陳博御猛然下跪,高舉重甲過頭,「國主!陳某當年自薦隨先王南下,三十八年未曾後悔一日,只恨今日不能揮刀護主!時至此刻,老臣斗膽諫言,國主,反吧!」

玄謹光伸出的手一震,續又撫上赤金鎧甲胸前的暗紋。那紅血里開得正艷的豹齒花,在燈光里白的慘淡。

罡朝皇族玄氏的家徽。

六百年前,不起眼的門千總玄明義從山貧地瘠的末州揭竿,攬手下八百步卒反弘朝,誰能料到這個名字和軍餃一樣不起眼的男人,手弒弘彰帝于千層玉階下,當場讓數萬弘朝大軍棄甲投降,改口高呼萬歲。他卻默默的從胸口拿出了一支花。拒史官說,只有那些不畏生死,堅守不降的真正的勇士,昂著頭得見了那只花。

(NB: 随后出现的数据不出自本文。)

PR #3555, opened 2023-07-21
move istio docs from `external-addons` to `multi-tenancy` component

thesuperzapper:
This PR moves the `istio` docs from `external-addons` to the `multi-tenancy` component section.

This is a better location for these docs as istio is clearly not an external addon for Kubeflow, but is part of the multi-user feature.

### DIFF
--- a/content/en/_redirects
+++ b/content/en/_redirects
@@ -186,7 +186,6 @@ docs/started/requirements/                    /docs/started/getting-started/
 /docs/started/kubeflow-overview  /docs/started/architecture
 
 # move istio from external-add-ons to multi-tenancy component
-/docs/external-add-ons/istio/     /docs/components/multi-tenancy/istio
 /docs/external-add-ons/istio/*    /docs/components/multi-tenancy/istio
 
 # ===============
--- a/content/en/_redirects
+++ b/content/en/_redirects
@@ -185,6 +185,9 @@ docs/started/requirements/                    /docs/started/getting-started/
 /docs/about/kubeflow             /docs/started/introduction
 /docs/started/kubeflow-overview  /docs/started/architecture
 
+# move istio from external-add-ons to multi-tenancy component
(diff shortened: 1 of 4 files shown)


thesuperzapper:
@zijianjoy I would appreciate a review on this.

I think this small refactor will significantly reduce confusion, as `istio` is really not the same as the other `external-add-ons` and is mostly a part of the `multi-tenancy` "component" (which is really more of a feature... but I digress).

jbottum:
I agree with the general direction of moving istio into multi-tenancy and out of add-ons.     I did not look at all of the redirects in this part of the PR.  Are these all part of the requested Istio change? https://github.com/kubeflow/website/blob/8b4307c4a619276318333925b8d9ffbe2f65574b/content/en/_redirects.

thesuperzapper:
@jbottum, there should only be 2 changes to the redirects, which is what I see in https://github.com/kubeflow/website/pull/3555/files:

```
# move istio from external-add-ons to multi-tenancy component
/docs/external-add-ons/istio/     /docs/components/multi-tenancy/istio
/docs/external-add-ons/istio/*    /docs/components/multi-tenancy/istio
```

thesuperzapper:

傳說中的豹齒花,唯一一次被世人看見,七根雪白的利齒朝向花心,冷硬的齒尖末端卻攢著嬌柔的粉女敕花蕊,被玄明義沾滿鮮血的手捧在掌心。從那一天起,浴血的潔白豹齒花,成了帝王之家玄氏的家徽。

象征著殘酷的殺戮和莊嚴的高貴,豹齒花被紋在每一個戰士的胸甲上,綻放在每一面行軍的大旗上,祈求著玄氏的祖先們為子孫世代守護國土和基業。這時候,卻在滾滾的狼煙里撲向本姓的同族子孫。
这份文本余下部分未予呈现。